The study, which examined the investment performance of 11 of the country’s 12 community trust funds over a three-year period, found the trusts’ cost local communities $127.9 million.
The report’s author, Dr Helen Roberts, of the university’s accountancy and finance department, has called for a Government review of the trusts’ financial operations, while the trusts collectively have said they ‘‘fundamentally disagree’’ with the report.
The report said the Otago Community Trust’s community was $15.8 million worse off, while Community Trust South missed out on $10.1 million.
Community trusts invest in not-for-profit groups that make a positive contribution to the community.
The study examined how well the trusts managed their fund investments compared with Simplicity Funds, which is also a charity.
Trusts had outsourced their investment decisions to independent fund managers and that strategy had proven ‘‘very costly’’, Dr Roberts said. Given the trusts had a fixed pool of money which local organisations depended on, the underperformance was a ‘‘serious concern’’, she said.
She believed the trusts were not maximising the amount of money they could make for their communities.
She also believed the trustees’ intentions were right, but more accountability was needed from them.
‘‘If are they are going to appoint fund managers, we need to make sure there intent is right and they make sure that it done in a way that maximises the return for the community.’’
She wanted Associate Minister of Finance Dr Megan Woods to review the study's findings.
‘‘This is a significant amount of money that belongs to the New Zealand public and we need to make sure they [decisions] are being made with the right amount of financial experience.’’
When contacted Otago Community Trust chief executive Barbara Bridger declined to comment and referred the ODT to a statement issued by Trust Waikato chief executive Dennis Turton on behalf of all trusts.

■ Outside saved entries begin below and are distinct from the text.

PR #793, opened 2015-10-20
[JBIDE-20531] Add ports during deploy image work flow

jcantrill:
PR provides:
* Expose additional and/or edit ports
* Format fixes

### DIFF
--- a/plugins/org.jboss.tools.openshift.ui/src/org/jboss/tools/openshift/internal/ui/wizard/deployimage/DeployImageWizardModel.java
+++ b/plugins/org.jboss.tools.openshift.ui/src/org/jboss/tools/openshift/internal/ui/wizard/deployimage/DeployImageWizardModel.java
@@ -24,7 +24,6 @@ import org.eclipse.core.runtime.IProgressMonitor;
 import org.eclipse.core.runtime.IStatus;
 import org.eclipse.core.runtime.Status;
 import org.eclipse.core.runtime.jobs.IJobChangeEvent;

In it, Mr Turton said they had various concerns with the way the report had been prepared, including a fundamental disagreement that the short-term performance of Simplicity was an appropriate benchmark for analysing long-term community trust outcomes.
‘‘None of our trusts use an exclusively passive or an exclusively active strategy,’’ he said.
‘‘There are global standards for performance comparison that could have been utilised to provide more accurate and relevant results.
‘‘We have not received an explanation as to why Simplicity, a passive fund for retail investors, was selected as the most appropriate benchmark.’’
Other key concerns included a lack of control for differences to isolate the effects of a passive versus active management style, the three-year timeframe when trusts operated as inter-generational funds, and the lack of classification of asset classes other than equities, property and fixed income.
The paper also did not explicitly address the different context of each trust. Trusts had discretion over the amount they distributed to communities. Some of the criticisms also rested in part on an implicit assumption trustees participated in all investment decisions, which was incorrect, Mr Turton said.
A spokeswoman for Dr Woods said the minister had not yet had a chance to look at the report in detail and would be asking officials for advice on it.